* _The data_:
PR #337, opened 2026-09-09
pickles: the verifier recomputes the message digests and rebuilds the accumulator list

martyall:
Two commits on the out-of-circuit verifier (`Pickles.Verify`), file-disjoint from #332 and #334; the tests below ran on this branch against main and, earlier, on the same changes on top of #334's tree.

## Summary

- **The verifier recomputes both message digests from the wrap key.** `VerifiableProof` no longer carries the two digests the prover supplied; it carries what they hash — the application state, the previous proofs' challenge-polynomial commitments and their expanded wrap challenges — and `messageDigests` recomputes both from the verifier's own wrap key, as OCaml `verify.ml` does (`hash_messages_for_next_step_proof ~dlog_plonk_index:key.commitments ~app_state`; `Wrap_hack.hash_messages_for_next_wrap_proof` over the dummy-padded challenges). Both land in the wrap public input, so a proof whose step circuit hashed any other key or state fails the kimchi check. Before, a prover-chosen digest bound the chain to a key and state of the prover's choosing. `extractWrapVKForStepHash` moves to `VerificationKey`; codecs and the fixture loader carry the new fields.
- **The verifier rebuilds the wrap proof's accumulator list from the messages.** The terminator verified the wrap proof with whatever `prev_challenges` the prover had stored in the proof object (`verifyOpeningProofsBatch` passed an empty override, which keeps the stored list), so a prover could open the wrap proof at a self-consistent list unrelated to the `sg` it hashed. `wrapAccumulators` now builds the list OCaml's `verify.ml` builds — step-message commitments and wrap-message expanded challenges, front-padded to `PaddedLength` with the dummy wrap accumulator — and `verifyOpeningProofsBatch` injects it per entry. `Verifier` carries the dummy wrap `sg`, so `mkVerifier` takes the Pallas SRS.

Tests: a proof presented for another application state, another previous `sg`, or other previous wrap challenges is rejected (`NoRecursionReturn`, `SimpleChain`, `VerifyNrrSpec`); `proofPrevChallenges` reads a proof's stored list back, and `VerifyFixturesSpec` asserts the rebuilt list equals what OCaml's prover stored on all six side-loaded fixtures (mpv = 1 and 2, base cases included).

## Test plan

- [x] `purs compile` type-check of pickles with its tests, `purs-tidy check` on the touched files
- [x] `spago test -p pickles` — 21/21, on this branch against main (`ffe562a6`) and on the same changes over #334's tree


packages/pickles/src/Pickles/Verify.purs
```diff
@@ -345,15 +370,57 @@ toVerifiable (CompiledProof p) =
...
+messageDigests verifier vp =
+  let
+    stepProofs = Array.zipWith
+      (\sg expandedBpChallenges -> { sg, expandedBpChallenges })
+      vp.prevChallengePolynomialCommitments
+      vp.oldBulletproofChallenges
+
+    step = Vector.reifyVector stepProofs \proofs ->
+      hashMessagesForNextStepProofPure
+        { stepVk: extractWrapVKForStepHash @1 verifier.wrapVK
```
martyall: what's up with magic number 1, because wrap always has 1 chunk?

martyall: Always 1: a wrap circuit's domain is 2^13/2^14/2^15 by `max_proofs_verified` (`common.ml` `wrap_domains`) and never exceeds the Tock SRS, 2^15, so every wrap-VK commitment is one chunk. OCaml pins the same at `num_chunks_by_default = 1` (`step_main.ml:347`) and `verify.ml` hashes each commitment as `[| x |]`. Now named: `type WrapVkChunks = 1` in `Pickles.Types`, used here and at the three step-prover sites that had `@1`.

PR #369, opened 2026-09-16
pickles: rules return one statement type per slot (#363)

### LINKED ISSUE #363: pickles: rules cannot have per-slot statement types — RuleOutput collapses the indexed product to a power
A rule's slots are supposed to be able to carry different tags, and therefore
different statement types. The type-level spec language in this repo says so,
OCaml says so, and the spec says so — but `RuleOutput` forces every slot in a
rule to share one statement type.

## What the definition says

From `kimchi-spec.tex`, Definition (Rules): a rule at a compiled tag `T` with
`n` slots, slot `i < n` carrying tag `T_i`, is a circuit whose public output is

```
Output_T × ∏_{i<n} (S_{T_i} × Bool)
```

That is an *indexed* product — `S_{T_i}` varies with `i`. The family figure is
explicit about it: the rule at `A` has an External slot to `B`, a Self slot,
and a side-loaded slot carrying `σ`, three different statement types in one
rule ("`C` has `σ`'s statement type").

## What the type-level spec language says

`Pickles.Step.Slots` builds a genuinely heterogeneous carrier from the spec:

```purescript
instance SlotStatementsCarrier rest restValCarrier =>
  SlotStatementsCarrier (Slot n statement /\ rest) (statement /\ restValCarrier)
```

one `statement` per slot, threaded into a nested tuple. The module docstring
even gives a mixed example.

## Where it collapses

`Pickles.Step.Main`:

```purescript
type RuleOutput n prevInput output =
  { prevPublicInputs :: Vector n prevInput
  , proofMustVerify :: Vector n (BoolVar StepField)
  , publicOutput :: output
  }
```

`Vector n prevInput` — one `prevInput` for all `n` slots.

The `Vector` is not an incidental container choice. `Step/Main.purs:845-847`
encodes every slot's statement through a single `CircuitType` instance:

```purescript
prevInputVar = prevPublicInputs !! i
input = buildVerifyOneInput pw (varToFields @StepField @prevInputVal prevInputVar) …
```

and `StepRule`/`StepRuleAt` carry exactly one such instance for the whole rule
(`CircuitType StepField prevInputVal prevInput`). So the homogeneity is forced
by there being one encoding in scope per rule, not by the container type.

## Net effect: the two axes have diverged

| | shape | carries |
| --- | --- | --- |
| `AsProver … valCarrier` | heterogeneous (`s₁ /\ s₂ /\ Unit`) | what the prover knows about each slot |
| `RuleOutput.prevPublicInputs` | homogeneous (`Vector n prevInput`) | what the rule returns as wires, and what gets hashed |

Heterogeneity survives on the advice path and dies on the verified path — the
one that matters. The `∏` is implemented as a power.

## This is a PureScript narrowing, not a protocol restriction

OCaml returns a heterogeneous list indexed by the per-slot var types
(`inductive_rule.ml`):

```ocaml
type ('prev_vars, 'widths, 'public_output, 'auxiliary_output) main_return =
  { previous_proof_statements :
      ('prev_vars, 'widths) H2.T(Previous_proof_statement).t
  ; public_output : 'public_output
  ; auxiliary_output : 'auxiliary_output
  }
```

So the spec, OCaml, and this repo's own type-level slot spec all say
heterogeneous; only the PureScript value-level return says otherwise.

## Impact

Currently unexercised. Every multi-slot rule in the tree is homogeneous
(`Slot 2 TxnStmt /\ Slot 2 TxnStmt /\ Unit` in the transaction example), and
every side-loaded fixture has at most one slot, so nothing today needs a rule
that mixes a Self slot with a side-loaded one — which is precisely the shape
the spec's own worked example has.

It does mean a rule cannot be written for that shape, and that a reader of
`Pickles.Step.Slots` will reasonably believe it can be.

## Shape of a fix

Make `prevPublicInputs` a `SlotStatementsCarrier`-derived carrier with a
per-slot `CircuitType`, rather than a `Vector` under one instance. That is a
change to `stepMain`'s slot loop and to the `StepRule` constraint set, not a
type-alias tweak.

## Incidental

`Pickles.Step.Slots`'s module docstring writes `Slot 1 1 (StatementIO Stmt)`
with three arguments, but `Slot :: Int -> Type -> Type` takes two — stale from
the `nc` removal.

martyall:
Closes #363.

## What changes

A rule's slots may carry different tags, so different statement types. `RuleOutput` returned `Vector n prevInput` under one `CircuitType`, and `compileMulti` threaded a single `prevInputVal` through every branch, so neither a rule nor an application could mix statement types.

- **Rules:** each slot returns `PrevStatement { publicInput, proofMustVerify }` at the variable type of the statement its `Slot n stmt` declares. `RuleOutput prevsSpec output = { prevs :: Prevs prevsSpec, publicOutput }`.
- **One place for slot types:** `StepRule prevsSpec inputVal input outputVal output`. The body opens advice with `prevValues` and packs its return with `toPrevs`; both compute their tuple from the spec by fundep.
- **Compile machinery:** `prevInputVal` removed from `CompilableRulesSpec`, `CompilableRulesSpecShape`, `mkRuleEntry`, `compileMulti` and the step functions. `RulesCons mpv prevsSpec rest` no longer restates the value carrier.

Level 3 of the issue (`wrapVkChunks` in `BuildSlotVkSources`) is out of scope: wrap chunk counts are fixed at 1 in OCaml too, so no slot can differ.

## Bug fixed on the way

`finalize_other_proof` in the step circuit did not deduplicate a slot's candidate step domains. An `External` slot inside a multi-branch compile, or two branches with equal step domain sizes, set two which-bits and failed `prevs_verified`. Candidates are now sorted by `log2` and deduplicated, as the step verifier's `domain_for_compiled` does.

## Test

`HeterogeneousPrevs`: a child with a 1-field input statement, and a two-branch application with a 2-field output statement (a base branch with no slots; a branch with an `External` slot at the child's statement and a `Self` slot at its own). The chain must produce `(0,0)`, `(1,7)`, `(2,14)` and verify.

## Checked locally

- `circuit_diff` matches OCaml on all 10 step fixtures and `finalize_other_proof_step_circuit`.
- Narrowed prove tests: `HeterogeneousPrevs`, `TreeProofReturn`, `TwoPhaseChain`, `PaddedWideSlots`.
- Not run locally: the full `ps:pickles` and `ps:example` suites. `pickles-bench` is its own workspace and was edited without a type-check.


packages/pickles/src/Pickles/Step/Main.purs
```diff
@@ -650,16 +644,17 @@ stepMain
...
-  { prevPublicInputs, proofMustVerify, publicOutput, perSlotVkSources } <-
+  { prevs, publicOutput, perSlotVkSources } <-
     label "rule_main" do
       perSlotVkSources <- buildSlotVkSources @cell @prevsSpec @WrapVkChunks perSlotVkBlueprints sideloadedVkCarrier
       -- The rule reads previous proofs' statements through this
       -- deferred getter, forced only inside the rule's own `exists`
       -- bodies.
-      result <- rule (pure advice <#> \(StepAdvice r) -> r.prevAppStates) publicInput
+      result <- rule
+        (pure advice <#> \(StepAdvice r) -> mkPrevValues @prevsSpec r.prevAppStates)
```
martyall, line 654: this is sort of a small to me that we need an advice monad only to return a pure value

* _What you need to do_: What you give back must be the stretch above, starting at the line with "instance. That is a" and ending at the line with "a child with", copied exactly.

* _Exercise output_:
per-slot `CircuitType`, rather than a `Vector` under one instance. That is a
change to `stepMain`'s slot loop and to the `StepRule` constraint set, not a
type-alias tweak.

## Incidental

`Pickles.Step.Slots`'s module docstring writes `Slot 1 1 (StatementIO Stmt)`
with three arguments, but `Slot :: Int -> Type -> Type` takes two — stale from
the `nc` removal.

martyall:
Closes #363.

## What changes

A rule's slots may carry different tags, so different statement types. `RuleOutput` returned `Vector n prevInput` under one `CircuitType`, and `compileMulti` threaded a single `prevInputVal` through every branch, so neither a rule nor an application could mix statement types.

- **Rules:** each slot returns `PrevStatement { publicInput, proofMustVerify }` at the variable type of the statement its `Slot n stmt` declares. `RuleOutput prevsSpec output = { prevs :: Prevs prevsSpec, publicOutput }`.
- **One place for slot types:** `StepRule prevsSpec inputVal input outputVal output`. The body opens advice with `prevValues` and packs its return with `toPrevs`; both compute their tuple from the spec by fundep.
- **Compile machinery:** `prevInputVal` removed from `CompilableRulesSpec`, `CompilableRulesSpecShape`, `mkRuleEntry`, `compileMulti` and the step functions. `RulesCons mpv prevsSpec rest` no longer restates the value carrier.

Level 3 of the issue (`wrapVkChunks` in `BuildSlotVkSources`) is out of scope: wrap chunk counts are fixed at 1 in OCaml too, so no slot can differ.

## Bug fixed on the way

`finalize_other_proof` in the step circuit did not deduplicate a slot's candidate step domains. An `External` slot inside a multi-branch compile, or two branches with equal step domain sizes, set two which-bits and failed `prevs_verified`. Candidates are now sorted by `log2` and deduplicated, as the step verifier's `domain_for_compiled` does.

## Test

`HeterogeneousPrevs`: a child with a 1-field input statement, and a two-branch application with a 2-field output statement (a base branch with no slots; a branch with an `External` slot at the child's statement and a `Self` slot at its own). The chain must produce `(0,0)`, `(1,7)`, `(2,14)` and verify.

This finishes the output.